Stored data
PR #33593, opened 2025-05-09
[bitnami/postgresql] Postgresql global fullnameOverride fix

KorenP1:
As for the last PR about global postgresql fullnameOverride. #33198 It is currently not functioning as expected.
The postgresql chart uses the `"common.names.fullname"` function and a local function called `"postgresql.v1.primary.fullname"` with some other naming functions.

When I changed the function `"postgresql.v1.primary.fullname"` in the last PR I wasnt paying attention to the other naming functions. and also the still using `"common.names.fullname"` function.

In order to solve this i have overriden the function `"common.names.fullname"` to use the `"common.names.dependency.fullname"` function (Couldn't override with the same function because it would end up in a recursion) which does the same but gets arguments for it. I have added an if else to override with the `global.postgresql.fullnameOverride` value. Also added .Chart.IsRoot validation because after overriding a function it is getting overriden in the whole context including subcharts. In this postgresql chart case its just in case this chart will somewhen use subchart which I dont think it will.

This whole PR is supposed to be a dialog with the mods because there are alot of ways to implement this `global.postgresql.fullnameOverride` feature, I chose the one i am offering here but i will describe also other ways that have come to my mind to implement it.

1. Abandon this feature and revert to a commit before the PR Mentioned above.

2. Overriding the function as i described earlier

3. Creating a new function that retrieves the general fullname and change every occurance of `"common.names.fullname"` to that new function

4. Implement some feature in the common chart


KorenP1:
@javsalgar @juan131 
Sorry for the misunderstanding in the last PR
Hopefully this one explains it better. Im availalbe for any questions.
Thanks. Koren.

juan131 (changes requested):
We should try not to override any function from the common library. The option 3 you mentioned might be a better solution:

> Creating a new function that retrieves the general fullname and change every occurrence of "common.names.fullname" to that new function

WORK REQUIRED
Reproduce the data exactly. All of it is needed.

EXERCISE OUTPUT
PR #33593, opened 2025-05-09
[bitnami/postgresql] Postgresql global fullnameOverride fix

KorenP1:
As for the last PR about global postgresql fullnameOverride. #33198 It is currently not functioning as expected.
The postgresql chart uses the `"common.names.fullname"` function and a local function called `"postgresql.v1.primary.fullname"` with some other naming functions.

When I changed the function `"postgresql.v1.primary.fullname"` in the last PR I wasnt paying attention to the other naming functions. and also the still using `"common.names.fullname"` function.

In order to solve this i have overriden the function `"common.names.fullname"` to use the `"common.names.dependency.fullname"` function (Couldn't override with the same function because it would end up in a recursion) which does the same but gets arguments for it. I have added an if else to override with the `global.postgresql.fullnameOverride` value. Also added .Chart.IsRoot validation because after overriding a function it is getting overriden in the whole context including subcharts. In this postgresql chart case its just in case this chart will somewhen use subchart which I dont think it will.

This whole PR is supposed to be a dialog with the mods because there are alot of ways to implement this `global.postgresql.fullnameOverride` feature, I chose the one i am offering here but i will describe also other ways that have come to my mind to implement it.

1. Abandon this feature and revert to a commit before the PR Mentioned above.

2. Overriding the function as i described earlier

3. Creating a new function that retrieves the general fullname and change every occurance of `"common.names.fullname"` to that new function

4. Implement some feature in the common chart


KorenP1:
@javsalgar @juan131 
Sorry for the misunderstanding in the last PR
Hopefully this one explains it better. Im availalbe for any questions.
Thanks. Koren.

juan131 (changes requested):
We should try not to override any function from the common library. The option 3 you mentioned might be a better solution:

> Creating a new function that retrieves the general fullname and change every occurrence of "common.names.fullname" to that new function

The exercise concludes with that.